Одной из самых легендарных фигур российского дореволюционного кино был Владислав Старевич, который самостоятельно (хотя и не первым в мире) изобрел кукольную мультипликацию и достиг в ее производстве невероятных успехов. В 1910 г. он при поддержке Ханжонкова снял первую в мире кукольную картину «Lucanus Cervus» (фильм утрачен), для которой изготовил своеобразные чучела жуков-оленей и разработал метод покадровой анимации. Его последующие фильмы, снятые для Ханжонкова – «Прекрасная Люканида, или Война усачей с рогачами» (на вступительном титре другой вариант названия: «Прекрасная Люканида, или Борьба рогачей с усачами») и «Месть кинематографического оператора» 1912 г., «Стрекоза и муравей» (по одноименной басне И.А. Крылова) 1913 г. и др. – имели огромный успех. Так что если Владимир Сашин вошел в историю как «русский Люмьер», то Владислава Старевича можно было смело называть «русским Мельесом» – особенно после его игрового фильма «Ночь перед Рождеством» (1913 г.), поставленного по мотивам «Вечеров на хуторе близ Диканьки» Н.В. Гоголя, для которого Старевич разработал впечатляющие спецэффекты – Черт (Иван Мозжухин) летает с Солохой на метле, ворует с неба луну, возит по небу кузнеца Вакулу и запрыгивает к нему в карман кафтана, а вареники сами летят в рот к Пузатому Пасюку (Рисунок 53). Правда, в отличие от Гончарова, Старевич не мог в своем фильме показывать царствующих особ, поэтому в «Ночи перед Рождеством» черевички Вакуле выдает не сама императрица, а светлейший князь Потемкин-Таврический.
Рисунок 52. Кадры из фильма Василия Гончарова «Оборона Севастополя»
Рисунок 53. Кадры из фильмов Владислава Старевича «Прекрасная Люканида, или Война усачей с рогачами», «Стрекоза и муравей», «Ночь перед Рождеством»
Это то самое время, когда 20-летний футурист Владимир Маяковский, еще не очень много написавший сам и не слишком хорошо разбирающийся в кино, в своем эссе «Отношение сегодняшнего театра и кинематографа к искусству» (1913 г.) рассуждает:
«Может ли быть кинематограф самостоятельным искусством?
Разумеется, нет…
…Кинематограф и искусство – явления различного порядка.
Искусство дает высокие образы, кинематограф же, как типографский станок книгу, множит и раскидывает их в самые глухие и отдаленные части мира.
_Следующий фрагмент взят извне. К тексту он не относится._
PR #522, opened 2024-04-18
feat: StrategyFactory contract

ChaoticWalrus:
Proposal Doc: https://docs.google.com/document/d/1C1nN6BkCMS0Z9EnizU0pNYNNOiRd_FH6E2Vd-ZPULro/edit?usp=sharing

## High-Level Notes on Design
This avoid making any changes to existing "core" protocol contracts, and is instead purely additive.
In particular, this change is effectively turning the `strategyWhitelister` role in the StrategyManager into a smart contract -- the ability to whitelist particular strategies is maintained with a pass-through function, while the ability to whitelist factory-generated strategy contracts is made permissionless.

## Summary
The StrategyFactory allows any caller to deploy a [StrategyBase contract](https://github.com/Layr-Labs/eigenlayer-contracts/blob/dev/src/contracts/strategies/StrategyBase.sol) for any ERC20 token
- Technically, a BeaconProxy contract is deployed, pointing to a reference implementation
- Upgrades are controlled by a new BeaconProxy, with the same control of upgrades as our existing contracts
- Pausing power is also given to the same PauserRegistry as we use now
- The token cannot already have a Strategy deployed for it (only one deployment from the factory per token)
- We store a mapping(IERC20 token => IStrategy) public tokenStrategies and check against previous writes
- Owner can pass-through this contract to whitelist new strategy contracts
- The StrategyFactory contract is itself upgradeable, to potentially allow other feature additions in the future

Still needs a few things, including documentation that provides warnings against using reentrant tokens (e.g. [ERC777](https://eips.ethereum.org/EIPS/eip-777)), or other non-standard tokens, and more extensive testing

## Deployment
- Deploy Upgradeable Beacon for Beacon Proxies, with ownership given to the executor multisig (so upgrade rights work like our existing contracts)
- Deploy StrategyFactory implementation, pointing to Strategy Manager (immutable variable)
- Deploy StrategyFactory (proxy), giving ownership to Ops Multisig (so it maintains similar manual-whitelisting powers), pausing powers to the existing protocol-wide PausingRegistry, and proxy upgrade powers to the existing protocol-wide ProxyAdmin (+ pointing to the Upgradeable Beacon & StrategyFactory implementation deployed above)
- Transfer `strategyWhitelister` role in the StrategyManager to the StrategyFactory (proxy) -- **this will require an executor multisig action and thus be subject to a 10-day timelock delay if accomplished via the ops multisig**


src/contracts/strategies/StrategyFactory.sol
```diff
@@ -0,0 +1,108 @@
...
+    ) external onlyOwner {
+        strategyManager.addStrategiesToDepositWhitelist(strategiesToWhitelist, thirdPartyTransfersForbiddenValues);
+        for (uint256 i = 0; i < strategiesToWhitelist.length; ++i) {
+            IERC20 underlyingToken = strategiesToWhitelist[i].underlyingToken();
+            _setStrategyForToken(underlyingToken, strategiesToWhitelist[i]);
+        }
+    }
+
+    // @notice Owner-only function to add (existing) Strategy contracts to the `tokenStrategies` mapping
+    function editTokenStrategiesMapping(
```
gpsanant, line 86: tbh just put in initializer?

src/contracts/strategies/StrategyFactory.sol
```diff
@@ -0,0 +1,108 @@
...
+            )
+        );
+        _setStrategyForToken(token, strategy);
+    }
+
+    /** 
+     * @notice Owner-only function to pass through a call to `StrategyManager.addStrategiesToDepositWhitelist`
+     * @dev Also adds the `strategiesToWhitelist` to the `tokenStrategies` mapping
+     */
+    function whitelistStrategies(
```
gpsanant, line 74: shouldn't we just accept an array of tokens here instead of strategies and the strategy is looked up in the `tokenStrategies` mapping?

ChaoticWalrus: what? super confused on what you think the intended usage is

src/contracts/strategies/StrategyFactory.sol
ChaoticWalrus: it could also be in the initializer, but I think this is desirable regardless

src/contracts/strategies/StrategyFactory.sol
ChaoticWalrus: looks like I had missed perhaps the most important function call to have in the `deployNewStrategy` function. added here; please resolve this thread if this makes sense now.
https://github.com/Layr-Labs/eigenlayer-contracts/pull/522/commits/0e572603d34df67a65b32c8a31f4d59f6774fe5b

src/contracts/strategies/StrategyFactory.sol
```diff
@@ -0,0 +1,113 @@
...
+ * @notice TODO: write this
+ */
+contract StrategyFactory is OwnableUpgradeable, Pausable {
+
+    uint8 internal constant PAUSED_NEW_STRATEGIES = 0;
+
+    /// @notice EigenLayer's StrategyManager contract
+    IStrategyManager public immutable strategyManager;
+
+    StrategyBase public immutable strategyImplementation;
```
ChaoticWalrus, line 22: should perhaps make this modifiable? in case an upgrade is initiated for all existing Strategy contracts

src/contracts/strategies/StrategyFactory.sol
```diff
@@ -0,0 +1,113 @@
...
+        tokenStrategies[token] = strategy;
+        emit StrategySetForToken(token, strategy);
+    }
+
+    /**
+     * @dev This empty reserved space is put in place to allow future versions to add new
+     * variables without shifting down storage in the inheritance chain.
+     * See https://docs.openzeppelin.com/contracts/4.x/upgradeable#storage_gaps
+     */
+    uint256[49] private __gap;
```
ChaoticWalrus, line 112: TODO: set the correct size for this

src/contracts/strategies/StrategyFactory.sol
```diff
@@ -0,0 +1,140 @@
...
+
+    /// @notice EigenLayer's StrategyManager contract
+    IStrategyManager public immutable strategyManager;
+
+    StrategyBase public strategyImplementation;
+
+    ProxyAdmin public eigenLayerProxyAdmin;
+
+    // @notice Mapping token => strategy contract for the token
+    mapping(IERC20 => IStrategy) public tokenStrategies;
```
wadealexc, line 28: Do we want to do a storage contract like we do for everything else?

wadealexc (changes requested):
Overall looks fine, but IMO we want the BeaconProxy pattern!

ChaoticWalrus:
> Overall looks fine, but IMO we want the BeaconProxy pattern!

switch to beacon proxies implemented in https://github.com/Layr-Labs/eigenlayer-contracts/pull/522/commits/5d19597b8dc0e80ccf58319c7fa9728c192dc57b

src/contracts/strategies/StrategyFactory.sol
ChaoticWalrus: seems like a reasonable plan; I'll get that done shortly

src/contracts/interfaces/IStrategyFactory.sol
```diff
@@ -0,0 +1,53 @@
...
+    ) external;
+
+    // @notice Owner-only function to add (existing) Strategy contracts to the `tokenStrategy` mapping
+    function editTokenStrategiesMapping(
+        IERC20[] calldata tokens,
+        IStrategy[] calldata strategies
+    ) external;
+
+    // @notice Owner-only function to modify the `strategyBeacon`
+    function setStrategyBeacon(IBeacon _strategyBeacon) external;
```
ChaoticWalrus, line 46: open question: do we need this function (and associated event) at all?

src/contracts/strategies/StrategyFactory.sol
ChaoticWalrus: completed in https://github.com/Layr-Labs/eigenlayer-contracts/pull/522/commits/2fa5492c0be328630bd9815226c734e092ee8d5e which also created an interface file

src/contracts/interfaces/IStrategyFactory.sol
```diff
@@ -0,0 +1,53 @@
...
+    function deployNewStrategy(IERC20 token) external returns (IStrategy newStrategy);
+
+    /** 
+     * @notice Owner-only function to pass through a call to `StrategyManager.addStrategiesToDepositWhitelist`
+     * @dev Also adds the `strategiesToWhitelist` to the `tokenStrategy` mapping
+     */
+    function whitelistStrategies(
+        IStrategy[] calldata strategiesToWhitelist,
+        bool[] calldata thirdPartyTransfersForbiddenValues
+    ) external;
```
scotthconner, line 37: Can you help me understand the use case for exposing this?

src/contracts/interfaces/IStrategyFactory.sol
scotthconner: setStrategyBeacon seems fine, the editTokenStrategiesMapping() is gunna blow up any audit because we can't guarantee the state at any given point. Even in the best case this seems like a huge footgun.

src/contracts/strategies/StrategyFactory.sol
```diff
@@ -0,0 +1,108 @@
...
+                address(strategyBeacon),
+                abi.encodeWithSelector(StrategyBase.initialize.selector, token, pauserRegistry)
+            )
+        ));
+        _setStrategyForToken(token, strategy);
+        IStrategy[] memory strategiesToWhitelist = new IStrategy[](1);
+        bool[] memory thirdPartyTransfersForbiddenValues = new bool[](1);
+        strategiesToWhitelist[0] = strategy;
+        thirdPartyTransfersForbiddenValues[0] = false;
+        strategyManager.addStrategiesToDepositWhitelist(strategiesToWhitelist, thirdPartyTransfersForbiddenValues);
```
scotthconner, line 63: I feel like if the strategyManager takes a dependency on this contract and reads the mapping, we can avoid all of this state copying.

src/contracts/strategies/StrategyFactory.sol
```diff
@@ -0,0 +1,108 @@
...
+        return strategy;
+    }
+
+    /** 
+     * @notice Owner-only function to pass through a call to `StrategyManager.addStrategiesToDepositWhitelist`
+     * @dev Also adds the `strategiesToWhitelist` to the `tokenStrategy` mapping
+     */
+    function whitelistStrategies(
```
scotthconner, line 71: Seems unnecessary.

src/contracts/strategies/StrategyFactory.sol
```diff
@@ -0,0 +1,108 @@
...
+    ) external onlyOwner {
+        strategyManager.addStrategiesToDepositWhitelist(strategiesToWhitelist, thirdPartyTransfersForbiddenValues);
+        for (uint256 i = 0; i < strategiesToWhitelist.length; ++i) {
+            IERC20 underlyingToken = strategiesToWhitelist[i].underlyingToken();
+            _setStrategyForToken(underlyingToken, strategiesToWhitelist[i]);
+        }
+    }
+
+    // @notice Owner-only function to add (existing) Strategy contracts to the `tokenStrategy` mapping
+    function editTokenStrategiesMapping(
```
scotthconner, line 83: This seems danger - we want to be able to guarantee what strategies are added to that mapping, their implementations, their proper beacon proxies, etc.

scotthconner (changes requested):
These comments here mostly reflect what I put in the technical proposal. Nothing super critical,  but understanding the core contract interactions and where state is managed is one piece that sticks out to me.

src/contracts/interfaces/IStrategyFactory.sol
ChaoticWalrus: using `setStrategyBeacon` could/would result in a partition of the factory-deployed contracts into different sets that get upgraded via calling different beacons. I asked this because I'm just really not seeing a sensible use for it; it made more sense with the TUP pattern I had before.

I'm totally fine with removing `editTokenStrategiesMapping` -- I agree the contract would have easier-to-understand, better formally-defined behavior without it. It's essentially a governance-controlled "make an irregular state change" button, with limited practical use (but we can discuss more what I had in mind?), so I'm fine just getting rid of it

src/contracts/interfaces/IStrategyFactory.sol
ChaoticWalrus: given how the current whitelister role works (unique power in StrategyManager), the simplest way to make this idea work was to plan to transfer the role to the Factory contract but leave this method as a passthrough.

this would be useful in case there is ever any desire to (manually) add any "non-standard" strategies -- e.g. like the existing EIGEN strategy.

src/contracts/strategies/StrategyFactory.sol
ChaoticWalrus: it's one-time copying vs. always querying the factory, which amortizes quite quickly to be more efficient.
I don't care too strongly, just felt that not making any changes to the existing core contracts would be simpler to review + faster to execute

src/contracts/strategies/StrategyFactory.sol
ChaoticWalrus: that's fair; like many owner-only functions, this could be misused.
the severity of the misuse depends on what value you place on the storage -- I was viewing it primarily as a deployment-duplication-prevention mechanism, but it could potentially serve more of a purpose

ChaoticWalrus: function removed in https://github.com/Layr-Labs/eigenlayer-contracts/pull/522/commits/b88cdb5617d8ba51b15b6472f655d8043d1929ee

src/contracts/interfaces/IStrategyFactory.sol
ChaoticWalrus: I decided to remove this function in https://github.com/Layr-Labs/eigenlayer-contracts/pull/522/commits/b88cdb5617d8ba51b15b6472f655d8043d1929ee
I'm not seeing a practical use for it

src/contracts/strategies/StrategyFactory.sol
ChaoticWalrus: function removed in https://github.com/Layr-Labs/eigenlayer-contracts/pull/522/commits/b88cdb5617d8ba51b15b6472f655d8043d1929ee so this discussion is no longer relevant

src/contracts/strategies/StrategyFactory.sol
ChaoticWalrus: agreed offline on the approach taken here being OK; this minimizes core contract changes (no changes to StrategyManager), instead opting to turn an existing role (the `strategyWhitelister`) into a smart contract.

src/contracts/strategies/StrategyFactory.sol
ChaoticWalrus: agreed offline that some passthrough seems prudent; this function is now a pure passthrough (doesn't edit any storage in the StrategyFactory) as of https://github.com/Layr-Labs/eigenlayer-contracts/pull/522/commits/b88cdb5617d8ba51b15b6472f655d8043d1929ee

src/contracts/interfaces/IStrategyFactory.sol
ChaoticWalrus: agreed offline on this passthrough being prudent.

src/contracts/strategies/StrategyFactoryStorage.sol
```diff
@@ -0,0 +1,24 @@
...
+import "../interfaces/IStrategyFactory.sol";
+
+/**
+ * @title Storage for the StrategyFactory contract.
+ * @author Layr Labs, Inc.
+ * @notice Terms of Service: https://docs.eigenlayer.xyz/overview/terms-of-service
+ */
+abstract contract StrategyFactoryStorage is IStrategyFactory {
+    // @notice Upgradeable beacon which new Strategies deployed by this contract point to
+    IBeacon public strategyBeacon;
```
wadealexc, line 13: Should add `immutable`?

src/contracts/strategies/StrategyFactory.sol
```diff
@@ -0,0 +1,92 @@
...
+ * @dev This may not be compatible with non-standard ERC20 tokens. Caution is warranted.
+ */
+contract StrategyFactory is StrategyFactoryStorage, OwnableUpgradeable, Pausable {
+    uint8 internal constant PAUSED_NEW_STRATEGIES = 0;
+
+    /// @notice EigenLayer's StrategyManager contract
+    IStrategyManager public immutable strategyManager;
+
+    /// @notice Since this contract is designed to be initializable, the constructor simply sets the immutable variables.
+    constructor(IStrategyManager _strategyManager) {
```
ypatil12, line 24: We should have a way to prevent strategy deployments of LST tokens that already exist. Recommend adding this in initializer

ypatil12 (changes requested):

src/contracts/strategies/StrategyFactory.sol
ChaoticWalrus: I had something like this before and ended up deleting it, after Scott pointed out that -- at least with the functions as I had laid them out -- admin actions would have made it possible to violate the "no duplicate strategies" property.

IMO the storage in this contract is currently primarily serving preventing duplicates as well as providing a nice little `token => strategy` connection, which we currently lack elsewhere (although I agree this excludes existing Strategies).

Existing strategies may vary (like the EIGEN) strategy and require a different upgrade process (due to being TUPs instead of BeaconProxies), so it's debatable whether they should be in the same mapping; we could always maintain two mappings though.

I've also thought about maintaining a _list_ of all deployed strategies from this contract, similar to how the Uniswap Factory (V2, at least) keeps a list of all deployed pairs, but we should always be able to index this list based on events, so it's of debatable value.

I think this is the area where we have the least precision on what we want + could make changes though! Perhaps @0xClandestine can lead figuring out the best path forwards here.

src/contracts/strategies/StrategyFactory.sol
```diff
@@ -0,0 +1,105 @@
...
+        thirdPartyTransfersForbiddenValues[0] = false;
+        strategyManager.addStrategiesToDepositWhitelist(strategiesToWhitelist, thirdPartyTransfersForbiddenValues);
+        return strategy;
+    }
+
+    /**
+     * @notice Owner-only function to prevent strategies from being created for given tokens.
+     * @param tokens An array of token addresses to blacklist.
+     */
+    function blacklistTokens(IERC20[] calldata tokens) external onlyOwner {
```
ypatil12, line 77: Is the plan to blacklist already deployed tokens via the initializer? We don't want to get frontrun on a permissionless deployment

ypatil12 (changes requested):
One comment

src/contracts/strategies/StrategyFactory.sol
ypatil12: Resolved offline -> the deployment requires us to wait to transfer the `strategyWhitelister` role so we won't need to add this functionality in the initializer

src/contracts/strategies/StrategyFactory.sol
```diff
@@ -0,0 +1,105 @@
...
+            "StrategyFactory.deployNewStrategy: Strategy already exists for token"
+        );
+        IStrategy strategy = IStrategy(
+            address(
+                new BeaconProxy(
+                    address(strategyBeacon),
+                    abi.encodeWithSelector(StrategyBase.initialize.selector, token, pauserRegistry)
+                )
+            )
+        );
```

Особым видом искусства он стать не может, но ломать его было бы так же нелепо, как ломать пишущую машину или телескоп только за то, что эти вещи не имеют никакого непосредственного отношения ни к театру, ни к футуризму…
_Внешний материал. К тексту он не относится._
PR #528, opened 2024-04-26
POC: slashing accounting

ChaoticWalrus:
Complete WIP. Created for illustrative purposes; there are likely bugs and this is quite incomplete and the time of opening this PR.

Adding my comments from elsewhere:
I believe that these are the necessary kinds of calculations that need to happen, but they can be redistributed / flipped in various ways.
In writing this POC, I kept feeling like there’s a simpler way to do this but have convinced myself several times that there is not.

### DIFF
--- a/src/contracts/core/DelegationManager.sol
+++ b/src/contracts/core/DelegationManager.sol
@@ -86,14 +86,14 @@ contract DelegationManager is Initializable, OwnableUpgradeable, Pausable, Deleg
 
     function operatorShares(address operator, IStrategy strategy) public view returns (uint256) {
         uint256 scalingFactor = currentShareScalingFactor(operator, strategy);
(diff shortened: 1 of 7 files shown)


ChaoticWalrus:
Potentially fraught interaction with deposits:
if deposits are instantaneous (+ instantaneously credited) then users may be subject to slashing for Slashing Requests that occurred prior to their deposit

ChaoticWalrus:
Update: **this model is currently super broken**. I need to move some of the storage into a staker-specific struct (presumably within the StrategyManager) in order to ensure that new stakers are not penalized for past slashing events / don't end up socializing past losses.

ChaoticWalrus:
Closing in favor of a refactoring in https://github.com/Layr-Labs/eigenlayer-contracts/pull/543

PR #533, opened 2024-05-05
feat: add payments off-chain assumptions

ypatil12:
Add off-chain assumptions from payments calculation

- `SNAPSHOT_CADENCE`: Requirement for `CALCULATION_INTERVAL_SECONDS ` to be a multiple of this value
- `amount <= MAX_PAYMENT_AMOUNT`. This is 1e38-1, the max possible value in iceberg to do math without a loss of precision

### DIFF
--- a/docs/core/PaymentCoordinator.md
+++ b/docs/core/PaymentCoordinator.md
@@ -28,7 +28,7 @@ This document is organized according to the following themes (click each to be t
 * [Distributing and Claiming Payments](#distributing-and-claiming-payments)
 * [System Configuration](#system-configuration)
 * [Payments Merkle Tree Structure](#payments-merkle-tree-structure)
-* [Off-Chain Calculation](#offchain-calculation)
+* [Off Chain Calculation](#off-chain-calculation)
 
 #### Important state variables
 
@@ -356,7 +356,7 @@ The payment merkle tree is structured in the diagram below:
 
 ![.](../images/PaymentCoordinator_Merkle_Tree.png)
 
-### Off-Chain Integrations
+### Off Chain Calcalculation
 
 Payments are calculated via an off-chain data pipeline. The pipeline takes snapshots of core contract state at the `SNAPSHOT_CADENCE`, currently said to once per day. It then combines these snapshots with any active payments to calculate what the single day payout of an earner is. Every `CALCULATION_INTERVAL_SECONDS` payouts are accumulated up to `lastPaymentTimestamp + CALCULATION_INTERVAL_SECONDS` and posted on-chain by the entity with the `paymentUpdater` role. 
 
--- a/docs/core/PaymentCoordinator.md
+++ b/docs/core/PaymentCoordinator.md
@@ -356,7 +356,9 @@ The payment merkle tree is structured in the diagram below:
 
 ![.](../images/PaymentCoordinator_Merkle_Tree.png)
 
-### Off Chain Calcalculation
+---
+
+### Off Chain Calculation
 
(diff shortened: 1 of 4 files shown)


docs/core/PaymentCoordinator.md
```diff
@@ -28,6 +28,7 @@ This document is organized according to the following themes (click each to be t
 * [Distributing and Claiming Payments](#distributing-and-claiming-payments)
 * [System Configuration](#system-configuration)
 * [Payments Merkle Tree Structure](#payments-merkle-tree-structure)
+* [Off-Chain Calculation](#offchain-calculation)
```
8sunyuan, line 31: link to the header doesn't work, try doing `#off-chain-integrations`

src/contracts/core/PaymentCoordinatorStorage.sol
```diff
@@ -30,6 +30,10 @@ abstract contract PaymentCoordinatorStorage is IPaymentCoordinator {
     uint32 public immutable MAX_FUTURE_LENGTH;
     /// @notice absolute min timestamp (seconds) that a payment can start at
     uint32 public immutable GENESIS_PAYMENT_TIMESTAMP;
+    /// @notice The cadence at which a snapshot is taken offchain for calculating payment distributions
+    uint32 public constant SNAPSHOT_CADENCE = 1 days;
```
8sunyuan, line 34: Do we need the cadence to be stored in the contract? It's not being used in the contract and I'm not sure if we ever need to RPC call this offchain.

ypatil12: We don't use RPC to call this off chain, but it should be the case that `CALCULATION_INTERVAL_SECONDS` is a multiple of this, which is why I added it

src/contracts/core/PaymentCoordinatorStorage.sol
```diff
@@ -30,6 +30,10 @@ abstract contract PaymentCoordinatorStorage is IPaymentCoordinator {
     uint32 public immutable MAX_FUTURE_LENGTH;
     /// @notice absolute min timestamp (seconds) that a payment can start at
     uint32 public immutable GENESIS_PAYMENT_TIMESTAMP;
+    /// @notice The cadence at which a snapshot is taken offchain for calculating payment distributions
+    uint32 public constant SNAPSHOT_CADENCE = 1 days;   
+    /// @notice The maximum payment token amount for a single range payment, constrained by off-chain calculation
+    uint256 public constant MAX_PAYMENT_AMOUNT = 1e38 - 1;
```
8sunyuan, line 36: For clarity and consistency with other constants, should be added to the interface as well

docs/core/PaymentCoordinator.md
```diff
@@ -352,4 +354,12 @@ Claimers can selectively choose which token leaves to prove against and claim ac
...
 
-![.](../images/PaymentCoordinator_Merkle_Tree.png)
\ No newline at end of file
+![.](../images/PaymentCoordinator_Merkle_Tree.png)
+
+---
+
+### Off Chain Calculation
+
+Payments are calculated via an off-chain data pipeline. The pipeline takes snapshots of core contract state at the `SNAPSHOT_CADENCE`, currently said to once per day. It then combines these snapshots with any active payments to calculate what the single day payout of an earner is. Every `CALCULATION_INTERVAL_SECONDS` payouts are accumulated up to `lastPaymentTimestamp + CALCULATION_INTERVAL_SECONDS` and posted on-chain by the entity with the `paymentUpdater` role.
```
wadealexc, line 363: currently "set" to once per day

docs/core/PaymentCoordinator.md
```diff
@@ -105,6 +106,7 @@ The payment distribution amongst the AVS's Operators and delegated Stakers is de
     * Requirements from calling internal function `_payForRange()`
         * `rangePayment.strategiesAndMultipliers.length > 0`
         * `rangePayment.amount > 0`
+        * `rangePayment.amount < MAX_PAYMENT_AMOUNT`
```
wadealexc, line 109: the code uses `<=`

wadealexc (approved):
LGTM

…Если же работа художника и работа машины, как например, – фотография и кинематограф, начатая различными путями, в результатах совпадает, то логично из двух способов ее производства выбирать тот, на котором затрачивается меньше общественной энергии.
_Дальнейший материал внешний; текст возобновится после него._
PR #534, opened 2024-05-06
chore: cleanup `make deps` to be OS aware

seanmcgary:
Add support for setting things up on MacOS and Linux (ubuntu/debian).


wadealexc (commented):
One thing I'm noticing - we have both a `/script` and `/scripts` folder. We should probably rename one, or collapse the contents into a single folder; 2 is confusing.

wadealexc:
Another thing -- my precommit hook gave me an error:

```
./scripts/compile-bindings.sh
Fatal: Failed to generate ABI binding: 70:22: mixed named and unnamed parameters (and 10 more errors)
```

... and it spat out a ton of generated bindings. Can we quiet that down, or is it necessary?

wadealexc (changes requested):
See comments above

PR #537, opened 2024-05-06
test: tests for single earner leaf or single token leaf

8sunyuan:
added unit tests for when there is a single earner leaf or a single token leaf in an earner's subtree. This results in the proof length being 0 and the hash of the leaf being the root itself.


wadealexc (approved):
awesome <3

Отсюда – успешность конкуренции кинематографа с театром…
…И при театре будущего кинематограф будет так же полезен при перемене взгляда на обстановку и декорацию, не конкурируя с ним, как с искусством, занятым явлениями совершенно другого порядка».{37}
Лишь через пять лет он начнет всерьез писать для кино и сниматься сам. В 1913 г. его взгляд – пока только взгляд просвещенного зрителя, не чуждого искусству.
В 1910-х гг. сформировались два главных стилевых направления российского игрового кино – живописно-изобразительное, представители которого полагали выразительность кадра важнее сюжета и характеров, и психологическое, для которого сюжет и характеры были важнее выразительности кадра.
Главным представителем живописно-изобразительного направления был знаменитый Евгений Бауэр. Для него было свойственно исключительно тщательное выстраивание композиции кадра, тонкая проработка оттенков и фактур, работа со светом. Удивительным образом ему удавалось выстраивать глубинные мизансцены с глубоким фокусом, пользуясь примитивной аппаратурой, доступной в 1910-е гг. Герои фильмов Бауэра представляли собой условные архетипы: честный мужчина, слабая девушка, коварный соблазнитель и т. п., актеры Бауэра сильно переигрывали и пользовались преувеличенным гримом.